As AI tools like predictive analytics and automated drafting proliferate—evident in e-Courts projects—Justice Nath warned of dehumanization risks. Mediation, he argued, preserves emotional intelligence, empathy, and nuanced understanding, especially vital for family, commercial, or community disputes where algorithms falter.

Legal Implications and Policy Recommendations

Justice Mehta's remarks carry profound implications for ADR policy. Under the Mediation Act, 2023 , pre-litigation mediation is mandatory for certain disputes, yet government non-participation undermines it. Courts may invoke Article 142 for proactive referrals, but systemic change requires circulars from the Department of Legal Affairs empowering officers.

Legally, officer hesitancy invokes administrative law principles: settlements must be bona fide, but fear of vigilance probes (under Prevention of Corruption Act ) deters. A policy shield, akin to CBI guidelines for plea bargaining, could help. Moreover, integrating Mehta's "mirror" technique into judicial training via the National Judicial Academy could standardize proactive mediation.

Transforming Legal Practice

For advocates, the message is clear: furnish clients with unvarnished litigation prognoses early—costs, delays, emotional toll—to boost settlement rates. Firms specializing in government contracts should prioritize mediation clauses. Courts stand to gain: Lok Adalats disposed over 1 crore cases last year, but government buy-in could double that.
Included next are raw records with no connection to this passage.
PR #3352, opened 2024-12-11
[WNMGDS-3127] Adds stories to document grouped-item functionality in `ds-autocomplete`

tamara-corbalt:
## Summary

- Added two new Storybook stories (`Item Groups` and `Groups and Standalone Items`) to document the grouped-item functionality of the `ds-autocomplete` component.
- Introduced unit tests to validate the new functionality.

[Jira Ticket](https://jira.cms.gov/browse/WNMGDS-3127)

## How to test

- Run `yarn test:unit:wc`
- Run `yarn storybook` and navigate to the `ds-autocomplete` stories ("Item Groups" & "Groups and Standalone Items").

## Checklist


packages/design-system/src/components/web-components/ds-autocomplete/ds-autocomplete.stories.tsx
```diff
@@ -140,9 +140,24 @@ const Template = (args) => {
...
+        if (item.label && item.items) {
+          // Handle grouped items
+          const filteredGroupItems = item.items.filter(
+            (groupItem) =>
+              !groupItem.name || groupItem.name.toLowerCase().includes(input.toLowerCase())
+          );
+          return {
+            ...item,
+            items: filteredGroupItems,
+          };
```
pwolfert, line 154: Is the intention for a group label to always be visible in the list even if it has no matching items?

packages/design-system/src/components/web-components/ds-autocomplete/ds-autocomplete.test.tsx
```diff
@@ -1,8 +1,10 @@
-import { render, waitFor, screen } from '@testing-library/react';
+import { render, screen } from '@testing-library/react';
 import { config } from '../../config';
 import userEvent from '@testing-library/user-event';
 import './ds-autocomplete';
 
+jest.mock('lodash/uniqueId', () => jest.fn((prefix) => `${prefix || 'id'}-test`));
```
pwolfert, line 6: Can this be achieved by passing a `root-id` to the component? Having a static id for the snapshots?

tests/browser/snapshots/stories/web-components-ds-autocomplete--groups-and-standalone-items-cmsgov--Mobile-Chrome.png
pwolfert, line 1: These snapshot tests can probably [be ignored](https://github.com/CMSgov/design-system/blob/tamara/WNMGDS-3127/add-grouped-items-to-autocomplete-wc/tests/browser/stories.test.ts#L14) because they're redundant

packages/design-system/src/components/web-components/ds-autocomplete/__snapshots__/ds-autocomplete.test.tsx.snap
```diff
@@ -20,22 +20,22 @@ exports[`Autocomplete can add a custom class name to the error message 1`] = `
       >
         <label
           class="ds-c-label"
-          for="autocomplete---test"
-          id="autocomplete---test__label"
+          for="autocomplete--145"
+          id="autocomplete--145__label"
```
pwolfert, line 24: Looks like the dynamic ids came back though. Did you try using `root-id`?

tamara-corbalt: Thanks for the nudge! I’ve just updated the tests to use `root-id`, so they should now be using a static value for consistency. :)

packages/design-system/src/components/web-components/ds-autocomplete/ds-autocomplete.stories.tsx
tamara-corbalt: Good point! I agree—it would make sense to filter out empty groups.

tests/browser/stories.test.ts
```diff
@@ -32,6 +32,7 @@ const storySkipList = [
   'web-components-ds-accordion-item--default', // Redundant
   'web-components-ds-modal-dialog--default', // Doesn't show the open dialog
   'web-components-ds-modal-dialog--prevent-scroll-example', // Doesn't show the open dialog
+  'web-components-ds-autocomplete--groups-and-standalone-items', // Redundant
 ];
```
pwolfert, line 36: I think the other story can be ignored too since the screenshot doesn't show anything. It'd possibly be valuable to take screenshots of the open menu with interaction tests, but these ones of the inert and empty text field don't seem that valuable.

Also the images that were created for the one you started ignoring are still part of the diff for the pull request. Do you need to delete them still?

pwolfert (commented):
Everything is looking great in the story. Possibly some more opportunities for test refinement, and there seem to be some extra images in the PR ☝️

kim-cmsds (approved):
This looks good as is, but I agree with @pwolfert's concerns around how the snapshots stored in this PR aren't particularly helpful and can be ignored in [stories.test.ts](https://github.com/CMSgov/design-system/blob/main/tests/browser/stories.test.ts#L6). An interaction test might be helpful demonstrating what the results look like when the dropdown menu is open.

tests/browser/stories.test.ts
tamara-corbalt: Ahh, yes! I've removed the unnecessary snapshots and updated this list to include both `item-groups` and `groups-and-standalone-items`

pwolfert (approved):
LGTM 🎉

tamara-corbalt:
> An interaction test might be helpful demonstrating what the results look like when the dropdown menu is open.

Hi @kim-cmsds, I recently added an integration test for the grouped-item functionality in [`Autocomplete`](https://github.com/CMSgov/design-system/blob/main/packages/design-system/src/components/Autocomplete/Autocomplete.test.interaction.ts#L26-L41). My assumption is that this should be sufficient given this shared functionality, but do you think dedicated integration tests for `ds-autocomplete` would still be useful?

kim-cmsds:
@tamara-corbalt despite the shared functionality, I would like to see the `ds-autocomplete`-specific snapshots for the grouped items. I could see those being useful to compare style changes.

kim-cmsds:
@tamara-corbalt I'm walking back my earlier comment about needing the interaction tests. It looks like the functionality is covered in `ds-autocomplete.test.tsx`.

In an AI-augmented future, hybrid models—AI for case triage, humans for mediation—emerge. This duo addresses pendency while upholding constitutional mandates under Article 39A for accessible justice.

Conclusion

Justice Mehta's unflinching diagnosis of government reluctance as mediation's Achilles' heel, bolstered by personal vignettes and Justice Nath's futuristic vision, ignites a clarion call. Legal professionals must champion this shift: counsel governments on pragmatism, judges on intervention, and institutions on reform. Only then can mediation fulfill its promise, easing judicial burdens and humanizing justice in a tech-driven world.